* Exercise objective
Below are the records; copy out every line that holds the word "storage".

* Collected data entries
——————

PR #185, opened 2016-09-07
SAS URLs for disk images

bear454:


doc/man/azurectl::storage::disk.md
```diff
@@ -29,6 +34,13 @@ command is mainly for uploading XZ-compressed VHD (Virtual Hard Drive) disk
 images in order to register an Azure operating system image from it at a later
 point in time.
 
+## __sas__
+
+Generate a Shared Access Signature (SAS) URL allowing limited access to
+a disk image, without requiring an access key.
+See https://azure.microsoft.com/en-us/documentation/articles/storage-dotnet-shared-access-signature-part-1/
+for more information on shared access signatures.
+
```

——————

* Your response
doc/man/azurectl::storage::disk.md
+See https://azure.microsoft.com/en-us/documentation/articles/storage-dotnet-shared-access-signature-part-1/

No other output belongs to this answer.